Her fourth novel, Inside the O'Briens (Gallery Books), focuses on a Boston cop with Huntington's disease and his four kids, all in their 20s, each of whom stands a 50-50 chance of getting the fatal genetic condition.

"Most people have never heard of this disease," says Genova, who lives on Cape Cod with her family. "I wanted to raise much-needed awareness and urgency around the people living with Huntington's."

About 30,000 people in the U.S. have Huntington's. It's a rare, cruel disease that causes lurching movements, making patients appear drunk or on drugs. There is no cure.

"With Huntington's you lose control of voluntary movement, and you have a lot of involuntary movement," says Genova. "Your arm might fling out, or you stumble when you walk, or, since your tongue's a muscle, you start slurring your words. You eventually can't walk at all, you can't feed yourself, you can't speak." Patients also have cognitive and psychiatric symptoms including "obsessive-compulsive disorder, paranoia, rage and memory impairment."

Genova, who has left behind her science career to write full time, once thought she would do research that might lead to treatments or cures for brain diseases. Instead, her novels are opening eyes.
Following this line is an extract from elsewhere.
PR #307, opened 2019-09-06
bondingmanager: remove pricePerSegment and transcoderElection

### LINKED ISSUE #254: Remove references/usage of pricePerSegment and transcoder election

"Most people are not going to pick up The Journal of Neuroscience and read about Huntington's disease, but they might read a book called Inside the O'Briens," she says.

Genova says she was spurred to write Still Alice, her first book, because her grandmother had Alzheimer's, and now, she marvels, "Alzheimer's looks like Julianne Moore."

"Still Alice"

Of Moore's performance, Genova says: "You can't overdramatize this role, you can't minimize it, you have to hit that really delicate sweet spot of authenticity and she really nailed it. I'm so grateful to her."

Genova, who besides the Oscars attended several Still Alice film premieres, says her next novel will be about ALS (Lou Gehrig's Disease). It's to honor Richard Glatzer, co-director of Still Alice, who died of ALS in March.

Though she has not yet sold film rights to Inside the O'Briens, Genova has just the guy in mind for the role of Irish Boston cop Joe O'Brien: Matt Damon.

"Matt, if you're reading this, call me," she says with a laugh.